Перед немым лицом бородатого серого мужика – страшно было Шингарёву сделать шаг в хлебную монополию, даже до холодного пота. Перед подвижными, быстрыми лицами демократических коллег – так робостно, стыдно было обмолвиться о повышении твёрдых цен.

* * *А ты проверь – пройдёт ли в дверь?* * *

536

Посол Бьюкенен в России. – Проблема приглашения царя в Англию. – Обсуждение с Милюковым.

За десять лет, предвоенных и военных, сэр Джордж Бьюкенен почувствовал себя в России чем-то большим, нежели посол: тесные, тёплые связи с русским обществом выдвигали его как бы в общественные деятели самой России. (Правда, по-русски он так и не научился.) Может быть, лучшим тут символом было, что в прошлом году Москва избрала его своим почётным гражданином, поднесла ему икону XV века и громадную серебряную чашу, изображающую шлем русского богатыря. В здании посольства у Троицкого моста Бьюкенен поселился не как временный посол, но как постоянный житель этой страны, перевёз сюда и всю свою личную обстановку из Англии, все свои вещи, всё, что имел, – ибо наша жизнь и есть наша повседневная, а не какая-то откладываемая будущая. (Когда начала бушевать по улицам революция, где-то кого-то грабили – можно и раскаяться, стоило ли всё сюда везти?)

В этом здании Бьюкенен часто принимал Родзянку, Гучкова, Милюкова, оппозиционных думских лидеров, здесь запросто очень свободные велись политические разговоры, и проклинался самодержавный строй, и императрица, и даже передавались слухи о заговорах, как и по всему Петрограду.
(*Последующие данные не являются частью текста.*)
PR #647, opened 2020-04-30
Appmesh multiple clusters

harveyxia:
BOT NOTES: 
resolves https://github.com/solo-io/service-mesh-hub/issues/630


ci/setup-kind-single.sh
```diff
@@ -0,0 +1,93 @@
+#!/bin/bash
+
+#####################################
+#
+# Set up a single Kind cluster with SMH installed
```
harveyxia, line 5: This saves some time testing e2e if you don't need the full multicluster/multi-Istio/multi-bookinfo shebang

services/mesh-discovery/pkg/discovery/cluster-tenancy/k8s/cluster_tenancy_finder.go
```diff
@@ -0,0 +1,152 @@
...
+	return nil
+}
+
+// Recompute this cluster's tenancy for the given Mesh
+func (c *clusterTenancyFinder) reconcileTenancyForMesh(
+	ctx context.Context,
+	mesh *zephyr_discovery.Mesh,
+) error {
+	// Currently multicluster tenancy is only support for AppMesh
+	if mesh.Spec.GetAwsAppMesh() == nil {
```
GrahamGoudeau, line 114: So I'm wondering a bit if these abstraction boundaries are what we want- there are a couple things I'm looking at

1. it would be great if all the app mesh logic was constrained to the app mesh tenancy scanner- do we want to spread knowledge about that mesh to this higher level component too?
2. the app mesh tenancy scanner depends upon the behavior of this finder- see the bail-out on the IsNotFound error in `UpdateMeshTenancy`

wondering if to address each of those: 
1. we process all meshes and let the implementations decide what they want to process
2. we could make the scanner implementations more "Pure"- eg, to sketch it out:

```go
type Scanner interface {
  // has no side effects- run on Reconcile and on Delete
  PodIsMemberOfMesh(pod *Pod, mesh *Mesh) (bool, error)
  
  // the two side-effecting methods - these would update the app mesh cluster membership
  AddMeshToCluster(clusterName string, mesh *Mesh) error
  RemoveMeshFromCluster(clusterName string, mesh *Mesh) error
}
```

maybe scanner isn't 100% the right name anymore, but I think drawing the line a little more concretely around the app mesh stuff, as well as no longer making the Scanner thing dependent on the finder's event-handling behavior, would probably be worthwhile

harveyxia: A+ feedback, thanks

services/mesh-discovery/pkg/discovery/cluster-tenancy/k8s/interfaces.go
```diff
@@ -0,0 +1,29 @@
...
+	StartRegistration(
+		ctx context.Context,
+		podEventWatcher k8s_core_controller.PodEventWatcher,
+		meshEventWatcher discovery_controllers.MeshEventWatcher,
+	) error
+}
+
+type ClusterTenancyRegistrar interface {
+	// Scan the pod for existence of a Mesh, return Mesh if found.
+	MeshForWorkload(ctx context.Context, pod *k8s_core.Pod) (*zephyr_discovery.Mesh, error)
```
GrahamGoudeau, line 24: on an initial glance, I would wonder how this method is different from our normal mesh discovery, as the signature is pretty similar.

I think renaming this to `MeshFromSidecar` or something similar involving the proxy sidecar would probably differentiate it well enough from mesh discovery, as well as illustrate our longish term plans for this method a little better

services/mesh-discovery/pkg/discovery/mesh-workload/k8s/mesh_workload_finder.go
```diff
@@ -431,3 +445,12 @@ func (m *meshWorkloadFinder) createOrUpdateWorkload(discoveredWorkload *zephyr_d
 	mw.Labels = discoveredWorkload.Labels
 	return m.localMeshWorkloadClient.UpdateMeshWorkload(m.ctx, mw)
 }
+
+func (m *meshWorkloadFinder) clusterHostsMesh(mesh *zephyr_discovery.Mesh) bool {
+	// AppMesh's data plane can span multiple clusters
+	if mesh.Spec.GetAwsAppMesh() != nil {
+		return stringutils.ContainsString(m.clusterName, mesh.Spec.GetAwsAppMesh().GetClusters())
+	} else {
+		return mesh.Spec.GetCluster().GetName() == m.clusterName
```
GrahamGoudeau, line 454: This method is the same as `ClusterHostsMesh` now. Can we remove this one?

services/mesh-discovery/pkg/discovery/cluster-tenancy/k8s/utils.go
```diff
@@ -0,0 +1,17 @@
+package k8s_tenancy
+
+import (
+	"github.com/solo-io/go-utils/stringutils"
+	zephyr_discovery "github.com/solo-io/service-mesh-hub/pkg/api/discovery.zephyr.solo.io/v1alpha1"
+)
+
+func ClusterHostsMesh(clusterName string, mesh *zephyr_discovery.Mesh) bool {
```
GrahamGoudeau, line 8: prob could use some documentation on this, noting that it just looks up metadata we've already recorded on the objects rather than going and doing some kind of computation

services/mesh-discovery/pkg/discovery/cluster-tenancy/k8s/interfaces.go
harveyxia: good call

Будучи человеком волевым и действенным, Бьюкенен не ограничивался этими благожелательными разговорами – но и сам выступал с влиянием. Министру Сазонову он просто стал близкий личный друг, и они пребывали в полном ладу, отчего так выигрывали англо-русские отношения. Узнав, что готовится смещение Сазонова, Бьюкенен совершил безпрецедентный для посла шаг: уже не имея времени даже для консультации с английским правительством – послал российскому императору личную от себя телеграмму: что посол так тесно работает с Сазоновым, что не может скрыть страха, какой вред его отставка причинит англо-русским отношениям, отчего и вынужден предостеречь царя от такой ошибки. А царь не ответил – и сместил Сазонова. (Министр сэр Эдуард Грей потом одобрил демарш Бьюкенена, и вообще его способ ведения дел в России, но, к сожалению, телеграмма стала известна немцам, и те окрестили посла некоронованным королём России.)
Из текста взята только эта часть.